Один из выдающихся активистов в области психического здоровья Викрам Пател (Vikram Patel) объясняет это так: «Когда ощущаешь себя несчастным, это может восприниматься как часть тебя самого или как продолжение твоего социального окружения, и применение таких биометрических ярлыков, как депрессия, например, иногда нелегко принять». Тем не менее, понимание той же депрессии как болезни, а не как личного изъяна или непоправимой ошибки для многих пациентов иногда становится первым шагом к выздоровлению. Если это болезнь, то, во-первых, нет повода себя ругать за мнимую лень и прочие надуманные недостатки, а во-вторых, ее можно вылечить. Мне кажется, ради этого стоит подумать о том, как можно избавиться от многовековой стигмы уже сейчас, чтобы открыть путь для искреннего и адекватного обсуждения.
Шаг первый: забудьте про связь психических болезней с криминальными наклонностями
Нам в среднем свойственно молниеносно строить умозаключения по поводу людей с психическими заболеваниями. Или даже еще лучше – группировать их по принципу того, к каким преступлениям они больше всего склонны. Время от времени происходят, например, такие немыслимые массовые убийства, как в Виргинском политехническом институте в 2007 году или в Перми в школе №127 в 2018. И тут же у общественности возникают вопросы: «А почему люди не знали, что у него биполярное расстройство?» или «Была ли у него/нее шизофрения?» Многие сразу делают выводы, что, мол, все, у кого есть биполярное расстройство способны выйти на улицу и расстрелять толпу людей – или что «шизофреникам» не место среди «нормальных». Сама фраза «состоял на учете в психоневрологическом диспансере» в новостных сводках рождает одновременно и панику («О нет, он был сумасшедший!»), и облегчение («А, он был сумасшедший, ну тогда всё понятно!»).
Этот ошибочный и пагубный стереотип подкрепляется еще и образами кинозлодеев с психическими расстройствами. В 2016 году, например, на экраны вышел «Сплит» (Split) М. Найта Шьямалана, и научное сообщество взорвалось праведным негодованием. Я даже переводила статью по этому поводу (там приводится заодно и хит-парад фильмов, в которых показаны гораздо более реалистичные примеры диссоциативного расстройства идентичности).

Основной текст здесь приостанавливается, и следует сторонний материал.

PR #4557, opened 2018-10-10
Replace relation with association in relations doc

p-mongo:
https://jira.mongodb.org/browse/MONGOID-4584


p-mongo:
Yes that would be good.

PR #4558, opened 2018-10-10
Document elem_match

p-mongo:


p-mongo:
https://jira.mongodb.org/browse/MONGOID-4622

docs/tutorials/mongoid-queries.txt
```diff
@@ -42,6 +42,78 @@ is returned with the new query added. This is so that with scoping
...
+  end
+
+  dm = Band.create!(name: 'Depeche Mode')
+  aerosmith = Band.create!(name: 'Aerosmith')
+  Tour.create!(band: aerosmith, city: 'London', year: 1995)
+  Tour.create!(band: aerosmith, city: 'New York', year: 1999)
+
+  Band.elem_match(tours: {city: 'London'}).to_a # => [aerosmith]
+
+``elem_match`` does not work with non-embedded associations because MongoDB
```
saghm: Out of curiosity, do you think this is something we could implement with the `$lookup` aggregation stage? It seems to me like it might be doable.

p-mongo: Converting a collection criteria to an aggregation pipeline is probably not a viable strategy, but I totally support documenting how to accomplish the equivalent operation with aggregation pipeline.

«Пора покончить с этой тенденцией связывать напрямую преступления людей с диагнозами психических расстройств, которые на самом деле не имеют отношения к криминальным наклонностям», - убежден Соломон. – «У вас может возникнуть мысль, что этот человек, скажем, убил всех, потому что был в депрессии. С одной стороны, может и правда оказаться, что этот человек был в депрессии на момент совершения убийства, но на самом деле подавляющее большинство людей с депрессией никого не убивает и даже не задумывается об этом».
Шаг второй: помните, однако, что психические болезни повышают риск суицида
Согласно исследованиям, 90% людей, совершающих самоубийство, страдают от депрессии или других психических расстройств, или от химических зависимостей в сочетании с другими психическими нарушениями. Тем не менее, этой взаимосвязи, как правило, не придается должного значения.
«В то время как ассоциация между психической болезнью и криминальными наклонностями слишком сильна, связь между психической болезнью и суицидом остается слишком слабой», - сообщает Соломон. – «У меня рождается такое ощущение, когда я читаю заметки вроде “такой-то покончил жизнь самоубийством, потому что обанкротился, и жена его оставила”. Но я понимаю: допустим, это были триггеры, пусковые обстоятельства, но он убил себя, потому что страдал от психической болезни, которая побудила его убить себя. Он был в ужасной депрессии».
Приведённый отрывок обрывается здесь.